══ STORED DATA ══

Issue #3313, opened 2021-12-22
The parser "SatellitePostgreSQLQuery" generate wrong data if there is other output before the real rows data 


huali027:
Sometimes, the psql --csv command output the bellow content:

═══

| TO DO |
Beginning with the first line and ending with the last, restate the data word for word.

| THE COMPLETED TASK |
Issue #3313, opened 2021-12-22
The parser "SatellitePostgreSQLQuery" generate wrong data if there is other output before the real rows data 


huali027:
Sometimes, the psql --csv command output the bellow content:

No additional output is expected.